For the first time in the survey’s history more chief executives were dismissed for “ethical lapses” than for poor financial performance or board-level disputes.

Those could includes scandals such as improper conduct, fraud, bribery, insider trading, environmental disasters, misleading CVs, and sexual indiscretions, according to PwC.

While 26 per cent of bosses were fired for scandals in 2017, that figure rose to 39 per cent last year, beating 35 per cent sent packing over financial performance and 13 per cent who were victims of board struggles, according to Bloomberg.
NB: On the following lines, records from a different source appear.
PR #4825, opened 2024-04-29
chore(linux-client): make headless client / IPC service logs group-readable

ReactorScram:
```[tasklist]
# Before merging
- [x] Add CI test to check that the Unix domain socket is owned by `root:firezone` (#4832 will do this)
```

This allows the GUI (running as a normal user who belongs to the `firezone` group) to read back the connlib logs and export them in the zip file.

image


rust/headless-client/src/imp_linux.rs
```diff
@@ -185,18 +185,10 @@ pub(crate) fn run_ipc_service(cli: Cli) -> Result<()> {
...
-        .context("can't get group by name")?
-        .context("firezone group must exist on the system")?
-        .gid;
-
     // Remove the socket if a previous run left it there
     let sock_path = sock_path();
     tokio::fs::remove_file(&sock_path).await.ok();
     let listener = UnixListener::bind(&sock_path).context("Couldn't bind UDS")?;
-    std::os::unix::fs::chown(&sock_path, Some(ROOT_USER), Some(fz_gid.into()))
-        .context("can't set firezone as the group for the UDS")?;
```
ReactorScram, line 199: All this code is redundant now because we're running as `root:firezone`, so the Unix domain socket used for IPC also has the group `firezone`.

jamilbk (approved):
LGTM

“The rise in these kinds of dismissals reflects several societal and governance trends, including more aggressive intervention by regulatory and law enforcement authorities, new pressures for accountability about sexual harassment and sexual assault brought about by the rise of the ‘Me Too’ movement, and the increasing propensity of boards of directors to adopt a zero-tolerance stance toward executive misconduct,” PwC’s survey said.

Turnover among chief executives rose highest in the communications sector, where a quarter of bosses left last year, while the materials industry saw 22 per cent of bosses depart.
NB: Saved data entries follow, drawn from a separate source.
PR #5854, opened 2024-07-12
chore(connlib): print error after panicking

thomaseizinger:


rust/connlib/clients/shared/src/lib.rs
```diff
@@ -172,16 +172,18 @@ where
         }
         Err(e) => match e.try_into_panic() {
             Ok(panic) => {
-                tracing::error!("connlib panicked");
                 if let Some(msg) = panic.downcast_ref::<&str>() {
+                    tracing::error!("connlib panicked: {msg}");
                     callbacks.on_disconnect(&Error::Panic(msg.to_string()));
                     return;
                 }
                 if let Some(msg) = panic.downcast_ref::<String>() {
```
ReactorScram, line 180: nit: I think you can use `else if let` here now? It was not stable for a long time I remember.

ReactorScram (approved):

rust/connlib/clients/shared/src/lib.rs
thomaseizinger: I prefer to avoid `else` whenever I can because I think it is easier to reason about things in isolation from each other.

PR #5865, opened 2024-07-13
docs(docker-compose) Duplicated sysctls `src_valid_mark`

adrianbaena:
One of the lines at sysctls section in docker-compose.yml example file is duplicated:

- net.ipv4.conf.all.src_valid_mark=1

So I deleted it to make it clearer.


jamilbk (approved):
Thanks for the fix!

Almost 20 per cent of energy chiefs left last year while healthcare bosses were in for the long haul, with only 12 per cent of leaders leaving.

Long-serving bosses typically delivered higher shareholder returns than shorter-serving chief execs, but their successors – usually company insiders – often “significantly underperform”.


“Following a legend is not for the faint of heart,” PwC warned. “Although they often have much in common with their predecessors in terms of their backgrounds, successors turn in significantly worse financial performance.”

Meanwhile the ratio of incoming female bosses fell to less than five per cent last year, down from six per cent in 2017.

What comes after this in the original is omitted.